Grand Designs: Background

“The title of the song comes from book III of The U.S.A. Trilogy, The Grand Design, by John Dos Passos.”—Robert Telleria, Merely Players

Dos Passos’ “grand design” references FDR’s New Deal. The term isn’t used admiringly. Critiquing the New Deal from a conservative perspective, the broad-based effort is seen as an overly ambitious scheme to pull the country out of the Great Depression that’s doomed to fail, because no scheme, no matter how sophisticated, can anticipate and respond to all the dynamics at work in a complex economy like ours.—Rob Freedman, Rush Vault 

“Public opinion, inherited values, political slogans, and religious dogmas substitute for our own critical thinking. And we, lazy slugs, are only too happy to surrender. We loyally march in lock-step conformity with the masses, what Martin Heidegger calls das Mann, more or less the idea of the faceless John Q. Public. Such existence is inauthentic. We were intended for better things.”—Carol Selby Price and Robert Price, Mystic Rhythms

The piece “articulates the myth of individual uniqueness . . . [and along with some other songs] takes on a didactic, proverb-like tone, but the effect is not necessarily one of teaching or persuasion but of recognition.”—Christopher McDonald, Rush, Rock Music, and the Middle Class

In his interview with Rush Vault, McDonald calls the piece a strong example of the band’s focus on individualism at the time. “It sets up this idea of the run of the mill vs. the diamond in the rough, and that one should seek to be true to oneself and be nonconformist, swimming against the stream.
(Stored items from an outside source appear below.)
PR #1648, opened 2025-03-18
Workflow to run sonarcloud scan on PR

afwillia:
Add a workflow to run sonarcloud scans from a PR using the main repo's sonar-pr environment to get the sonar token. This is necessary to securely run workflows from forks.

### DIFF
--- a/.github/workflows/sonarqube-scan-pr.yml
+++ b/.github/workflows/sonarqube-scan-pr.yml
@@ -18,7 +18,7 @@ jobs:
           # Disabling shallow clones is recommended for improving the relevancy of reporting
           fetch-depth: 0
       - name: SonarQube Scan
-        uses: SonarSource/sonarqube-scan-action@v5.0.0
+        uses: SonarSource/sonarqube-scan-action@v5
         env:
           SONAR_TOKEN: ${{ secrets.SONAR_TOKEN }}
         with:
--- a/.github/workflows/sonarqube-scan-pr.yml
+++ b/.github/workflows/sonarqube-scan-pr.yml
@@ -2,7 +2,7 @@ on:
   # Warning: using the pull_request_target event without the cautionary measures may allow
   # unauthorized GitHub users to open a “pwn request” and exfiltrate secrets.
   pull_request_target:
-    types: [opened, synchronize, reopened, labeled]
+    types: [opened, synchronize, reopened]
 
 name: SonarCloud Code Scan
 jobs:
--- a/.github/workflows/sonarqube-scan-pr.yml
+++ b/.github/workflows/sonarqube-scan-pr.yml
@@ -1,0 +1,25 @@
+on:
+  # Warning: using the pull_request_target event without the cautionary measures may allow
+  # unauthorized GitHub users to open a “pwn request” and exfiltrate secrets.
+  pull_request_target:
+    types: [opened, synchronize, reopened, labeled]
+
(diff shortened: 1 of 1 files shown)


afwillia:
I think this needs to be merged into this repo, not a fork, before the workflow will start running on PR.

.github/workflows/sonarqube-scan-pr.yml
```diff
@@ -0,0 +1,25 @@
+on:
+  # Warning: using the pull_request_target event without the cautionary measures may allow
+  # unauthorized GitHub users to open a “pwn request” and exfiltrate secrets.
+  pull_request_target:
+    types: [opened, synchronize, reopened, labeled]
```
nickgros, line 5: Any reason we should have `labeled` here? Seems like the other triggers are appropriate, but I don't think labeling would affect the scan results
```suggestion
    types: [opened, synchronize, reopened]
```

.github/workflows/sonarqube-scan-pr.yml
```diff
@@ -0,0 +1,25 @@
...
+
+name: SonarCloud Code Scan
+jobs:
+  # For monorepos, create one job per project and specify the directory
+  sonarqube-src:
+    environment: ${{ github.event_name == 'pull_request_target' &&
+      github.event.pull_request.head.repo.full_name != github.repository && 'sonar-pr' || 'none' }}
```
nickgros, line 12: Can you help me understand this environment config? The event will always be pull_request_target, so I think the first condition can be removed (unless pull_request events are a subset of pull_request_target events--but I don't think that's true).

So if it's in Sage-Bionetworks, it will be 'sonar-pr' and otherwise it will be 'none'? What does this do?

.github/workflows/sonarqube-scan-pr.yml
```diff
@@ -0,0 +1,25 @@
...
+    name: scan-synapse-react-client
+    runs-on: ubuntu-latest
+    steps:
+      - uses: actions/checkout@v4
+        with:
+          # Disabling shallow clones is recommended for improving the relevancy of reporting
+          fetch-depth: 0
+      - name: SonarQube Scan
+        uses: SonarSource/sonarqube-scan-action@v5.0.0
```
nickgros, line 21: Do we want to pin to `v5` to get minor/patch version upgrades automatically, or should we stick with `v5.0.0` for consistency/security?

.github/workflows/sonarqube-scan-pr.yml
afwillia: Agreed, I'm ok with removing this.

.github/workflows/sonarqube-scan-pr.yml
afwillia: This is to ensure the workflow runs on PRs initiated from a fork, not within the main repo. If so, it will run in the `sonar-pr` environment, which contains the `SONAR_TOKEN` variable and is configured so our team members can approve workflows initiated by forks. Otherwise, if no environment is selected, this workflow should fail because forks can't access secrets.

.github/workflows/sonarqube-scan-pr.yml
afwillia: That's a good idea. I took this from SonarCloud docs, but it looks like they now just use `v5`

nickgros (approved):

Most people are stuck in this two-dimensional life, and it takes real courage and time to be different from that.”—McDonald on Rush Vault

“Rush intended the song to be about contemporary music, which they felt was becoming increasingly image-oriented and superficial.”—Robert Telleria, Merely Players

“Very often the guys will have worked out something musically and made a tape of it for which they have nothing in particular in mind. ‘Grand Designs’ was done that way. They had the musical ideas laid out and just made a little tape for me with guitar, keyboards, and drum machine.” (Guitar, 1986)—Neil in Merely Players

More about “Grand Designs”

Back to Rush Vault

~ by rvkeeper on January 11, 2011.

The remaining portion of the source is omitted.